Saved data entries »
PR #162, opened 2021-01-10
Implement `Functors.functor`

devmotion:
This PR is an alternative to https://github.com/TuringLang/Bijectors.jl/pull/161. As mentioned there, `Flux.@treelike` does not exist anymore. Instead, Flux relies on `Functors.functor` and reexports `Flux.@functor`.

This PR implements `Functors.functor` for bijectors and normalizing flows. Thus users can just call `Flux.params` without implementing `@functor` for the different layers.

A dependency on the lightweight package Functors.jl is added and the optional dependency on Flux is dropped.


test/bijectors/utils.jl
```diff
@@ -192,3 +192,10 @@ function test_logabsdetjac(b::Bijector{0}, xs::AbstractVector; tol=1e-6)
         @test mean(logabsdetjac(b, xs) - logjac_ad) ≤ tol
     end
 end
+
+# Check if `Functors.functor` works properly
+function test_functor(x, xs)
+    _xs, re = Functors.functor(x)
+    @test x == re(_xs)
+    @test _xs == xs
+end
```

Task directions »
Copy each line above that contains the string "This".

Solution below »
This PR is an alternative to https://github.com/TuringLang/Bijectors.jl/pull/161. As mentioned there, `Flux.@treelike` does not exist anymore. Instead, Flux relies on `Functors.functor` and reexports `Flux.@functor`.
This PR implements `Functors.functor` for bijectors and normalizing flows. Thus users can just call `Flux.params` without implementing `@functor` for the different layers.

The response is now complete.